PR #4378, opened 2022-03-19
Proxmox inventory plugin - Fix tags parsing

tseeker:
##### SUMMARY

In some cases the Proxmox API returns a tags string that consists in a single space (typically after trying to clear tags using `qm set <vmid> --tags ""`). The Proxmox inventory plugin parsed that into a single, empty tag. This PR fixes that problem.

##### ISSUE TYPE

- Bugfix Pull Request

##### COMPONENT NAME

Proxmox inventory plugin

##### ADDITIONAL INFORMATION

  * Strip the initial string then check whether it actually contains something before extracting it to a list of tags.
  * Do not call `_to_safe` on the concatenation of a known safe string and a string that was already made safe.

  * Output before changes
```
    "proxmox_tags": " ",
    "proxmox_tags_parsed": [          
        ""
    ],
```
  * Output after changes
```paste below
    "proxmox_tags": " ",
```

### DIFF
--- a/changelogs/fragments/4378-proxmox-inventory-tags.yml
+++ b/changelogs/fragments/4378-proxmox-inventory-tags.yml
@@ -1,4 +1,4 @@
 ---
 bugfixes:
   - proxmox inventory plugin - fixed the ``tags_parsed`` field when Proxmox
-    returns a single space for the ``tags`` entry.
+    returns a single space for the ``tags`` entry (https://github.com/ansible-collections/community.general/pull/4378).
--- a/changelogs/fragments/4378-proxmox-inventory-tags.yml
+++ b/changelogs/fragments/4378-proxmox-inventory-tags.yml
@@ -1,0 +1,4 @@
+---
+bugfixes:
+  - proxmox inventory plugin - fixed the ``tags_parsed`` field when Proxmox
+    returns a single space for the ``tags`` entry.
--- a/plugins/inventory/proxmox.py
+++ b/plugins/inventory/proxmox.py
@@ -323,8 +323,10 @@ class InventoryModule(BaseInventoryPlugin, Constructable, Cacheable):
 
                 # Additional field containing parsed tags as list
                 if config == 'tags':
-                    parsed_key = self.to_safe('%s%s' % (key, "_parsed"))
-                    properties[parsed_key] = [tag.strip() for tag in value.split(",")]
+                    stripped_value = value.strip()
+                    if stripped_value:
+                        parsed_key = key + "_parsed"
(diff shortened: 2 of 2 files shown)


plugins/inventory/proxmox.py
```diff
@@ -323,8 +323,10 @@ def _get_vm_config(self, properties, node, vmid, vmtype, name):
 
                 # Additional field containing parsed tags as list
                 if config == 'tags':
-                    parsed_key = self.to_safe('%s%s' % (key, "_parsed"))
-                    properties[parsed_key] = [tag.strip() for tag in value.split(",")]
+                    stripped_value = value.strip()
+                    if stripped_value:
+                        parsed_key = key + "_parsed"
+                        properties[parsed_key] = [tag.strip() for tag in stripped_value.split(",")]
```
felixfontein, line 329: Why not
```suggestion
                    parsed_key = key + "_parsed"
                    properties[parsed_key] = [tag.strip() for tag in stripped_value.split(",")] if stripped_value else []
```
?

changelogs/fragments/4378-proxmox-inventory-tags.yml
```diff
@@ -0,0 +1,4 @@
+---
+bugfixes:
+  - proxmox inventory plugin - fixed the ``tags_parsed`` field when Proxmox
+    returns a single space for the ``tags`` entry.
```
felixfontein, line 4:
```suggestion
    returns a single space for the ``tags`` entry (https://github.com/ansible-collections/community.general/pull/4378).
```

plugins/inventory/proxmox.py
tseeker: Because I find that form harder to read. Up to you, I'll commit whichever you prefer.

felixfontein: Well, your code omits `properties[parsed_key]` when there is no tag. I would say that's wrong.

tseeker: That's the behaviour of the current version, though. When there are no tags, there's no `proxmox_tags_parsed` output.

felixfontein: Ah, that's helpful. That wasn't exactly clear from the code ;-) I'd still say that it *should* always return `proxmox_tags_parsed` (as an empty list if there are no tags), but that would be a new feature then.

felixfontein (approved):
If nobody complains, I'll merge this in a week.

Thulium-Drake:
LGTM :)

felixfontein:
Since this already got maintainer review, merging now :)

felixfontein:
@tseeker thanks for fixing this!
━━━━━━━━━━━━━━━━
The expected output is the exact run of lines from the start of the entries through the line with "list of tags.", inclusive.

**RESPONSE AREA**
PR #4378, opened 2022-03-19
Proxmox inventory plugin - Fix tags parsing

tseeker:
##### SUMMARY

In some cases the Proxmox API returns a tags string that consists in a single space (typically after trying to clear tags using `qm set <vmid> --tags ""`). The Proxmox inventory plugin parsed that into a single, empty tag. This PR fixes that problem.

##### ISSUE TYPE

- Bugfix Pull Request

##### COMPONENT NAME

Proxmox inventory plugin

##### ADDITIONAL INFORMATION

  * Strip the initial string then check whether it actually contains something before extracting it to a list of tags.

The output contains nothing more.